Data records:
+ + +
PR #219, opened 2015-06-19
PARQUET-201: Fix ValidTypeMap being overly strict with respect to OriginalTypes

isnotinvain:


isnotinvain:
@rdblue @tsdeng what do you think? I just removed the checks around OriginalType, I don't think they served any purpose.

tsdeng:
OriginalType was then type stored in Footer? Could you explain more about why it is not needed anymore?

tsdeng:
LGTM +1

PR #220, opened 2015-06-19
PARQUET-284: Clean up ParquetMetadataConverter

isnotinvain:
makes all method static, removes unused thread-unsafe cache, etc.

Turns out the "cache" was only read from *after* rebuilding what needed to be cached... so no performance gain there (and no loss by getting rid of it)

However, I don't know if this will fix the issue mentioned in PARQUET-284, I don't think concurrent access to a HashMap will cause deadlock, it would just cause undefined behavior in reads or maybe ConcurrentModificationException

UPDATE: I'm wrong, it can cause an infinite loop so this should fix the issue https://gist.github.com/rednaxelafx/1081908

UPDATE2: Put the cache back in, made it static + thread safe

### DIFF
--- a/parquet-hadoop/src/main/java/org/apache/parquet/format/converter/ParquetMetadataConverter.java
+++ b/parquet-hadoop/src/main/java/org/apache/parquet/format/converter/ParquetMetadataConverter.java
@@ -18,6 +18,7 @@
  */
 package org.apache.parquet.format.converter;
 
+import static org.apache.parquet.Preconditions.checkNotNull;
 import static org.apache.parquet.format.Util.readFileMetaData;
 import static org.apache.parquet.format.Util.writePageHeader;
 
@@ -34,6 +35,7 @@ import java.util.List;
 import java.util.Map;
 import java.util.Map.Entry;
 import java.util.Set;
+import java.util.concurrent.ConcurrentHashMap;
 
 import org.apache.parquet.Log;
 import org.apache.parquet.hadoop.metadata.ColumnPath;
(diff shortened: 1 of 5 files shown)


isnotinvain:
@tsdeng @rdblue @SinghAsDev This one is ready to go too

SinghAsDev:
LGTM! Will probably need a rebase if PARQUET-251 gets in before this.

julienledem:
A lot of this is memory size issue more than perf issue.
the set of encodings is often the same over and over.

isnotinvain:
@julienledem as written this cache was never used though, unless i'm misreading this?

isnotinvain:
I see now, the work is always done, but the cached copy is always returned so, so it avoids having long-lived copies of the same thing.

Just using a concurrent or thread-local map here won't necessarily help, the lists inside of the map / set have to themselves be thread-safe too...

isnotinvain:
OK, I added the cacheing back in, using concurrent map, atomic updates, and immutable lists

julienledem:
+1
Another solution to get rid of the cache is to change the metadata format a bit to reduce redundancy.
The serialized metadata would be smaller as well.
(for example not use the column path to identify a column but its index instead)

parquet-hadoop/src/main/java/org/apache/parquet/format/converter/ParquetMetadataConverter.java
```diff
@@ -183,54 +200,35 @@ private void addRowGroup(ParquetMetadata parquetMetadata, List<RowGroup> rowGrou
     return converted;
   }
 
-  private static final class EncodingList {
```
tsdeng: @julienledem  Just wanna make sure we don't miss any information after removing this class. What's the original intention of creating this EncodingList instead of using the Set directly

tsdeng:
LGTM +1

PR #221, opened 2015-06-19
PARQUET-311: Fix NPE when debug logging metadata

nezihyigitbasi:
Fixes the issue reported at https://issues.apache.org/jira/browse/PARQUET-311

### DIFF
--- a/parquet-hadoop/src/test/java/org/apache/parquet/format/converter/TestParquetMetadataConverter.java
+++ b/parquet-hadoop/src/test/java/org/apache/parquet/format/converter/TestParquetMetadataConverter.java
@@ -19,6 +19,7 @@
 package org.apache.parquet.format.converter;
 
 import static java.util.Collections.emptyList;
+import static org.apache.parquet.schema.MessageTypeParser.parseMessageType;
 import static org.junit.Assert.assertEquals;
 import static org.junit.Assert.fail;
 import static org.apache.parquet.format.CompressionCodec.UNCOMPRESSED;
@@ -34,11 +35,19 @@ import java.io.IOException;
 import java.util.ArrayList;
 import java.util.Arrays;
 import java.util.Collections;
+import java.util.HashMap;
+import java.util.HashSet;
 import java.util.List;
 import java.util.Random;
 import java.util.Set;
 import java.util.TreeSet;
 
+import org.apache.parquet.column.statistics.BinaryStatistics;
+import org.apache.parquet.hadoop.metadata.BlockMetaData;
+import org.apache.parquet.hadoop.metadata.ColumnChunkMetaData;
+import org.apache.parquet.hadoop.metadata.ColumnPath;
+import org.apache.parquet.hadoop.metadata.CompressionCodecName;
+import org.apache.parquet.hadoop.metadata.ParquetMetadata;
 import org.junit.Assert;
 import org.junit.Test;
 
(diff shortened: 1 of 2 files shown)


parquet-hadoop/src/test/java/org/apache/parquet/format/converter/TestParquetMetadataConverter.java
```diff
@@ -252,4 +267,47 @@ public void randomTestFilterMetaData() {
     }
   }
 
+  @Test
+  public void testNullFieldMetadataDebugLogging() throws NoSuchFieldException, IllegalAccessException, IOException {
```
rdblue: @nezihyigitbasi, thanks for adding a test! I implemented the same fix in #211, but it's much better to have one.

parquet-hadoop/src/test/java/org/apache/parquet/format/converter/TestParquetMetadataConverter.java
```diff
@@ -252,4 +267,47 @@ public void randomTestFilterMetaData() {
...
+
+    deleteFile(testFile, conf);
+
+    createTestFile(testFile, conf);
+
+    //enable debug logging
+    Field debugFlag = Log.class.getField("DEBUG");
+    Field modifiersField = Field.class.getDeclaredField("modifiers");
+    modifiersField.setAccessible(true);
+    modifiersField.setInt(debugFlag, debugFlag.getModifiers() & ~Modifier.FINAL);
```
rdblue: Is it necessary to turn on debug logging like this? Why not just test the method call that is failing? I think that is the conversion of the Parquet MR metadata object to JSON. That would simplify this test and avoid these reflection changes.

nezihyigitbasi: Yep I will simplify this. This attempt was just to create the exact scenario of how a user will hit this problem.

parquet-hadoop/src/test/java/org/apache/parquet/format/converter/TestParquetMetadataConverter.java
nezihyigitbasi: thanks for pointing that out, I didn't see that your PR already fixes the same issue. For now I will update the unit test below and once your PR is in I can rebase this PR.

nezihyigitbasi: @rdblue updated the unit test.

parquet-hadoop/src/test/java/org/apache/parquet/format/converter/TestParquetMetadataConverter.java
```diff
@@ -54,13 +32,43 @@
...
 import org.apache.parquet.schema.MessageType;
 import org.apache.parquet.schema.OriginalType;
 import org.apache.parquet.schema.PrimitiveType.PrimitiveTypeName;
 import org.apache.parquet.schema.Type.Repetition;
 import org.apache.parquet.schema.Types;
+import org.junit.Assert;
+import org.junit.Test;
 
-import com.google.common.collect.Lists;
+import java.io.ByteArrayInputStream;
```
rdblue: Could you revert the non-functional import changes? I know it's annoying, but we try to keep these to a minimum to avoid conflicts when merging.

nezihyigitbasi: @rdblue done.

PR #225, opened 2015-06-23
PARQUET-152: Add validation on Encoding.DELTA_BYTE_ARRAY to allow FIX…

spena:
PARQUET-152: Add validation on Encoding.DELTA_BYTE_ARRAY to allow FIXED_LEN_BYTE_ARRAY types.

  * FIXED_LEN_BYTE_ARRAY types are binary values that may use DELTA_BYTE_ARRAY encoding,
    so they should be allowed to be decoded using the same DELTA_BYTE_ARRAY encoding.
+ + +
# About this exercise
Which lines of the records contain the word "Collections"? Copy each of them.

# Output below
 import static java.util.Collections.emptyList;
 import java.util.Collections;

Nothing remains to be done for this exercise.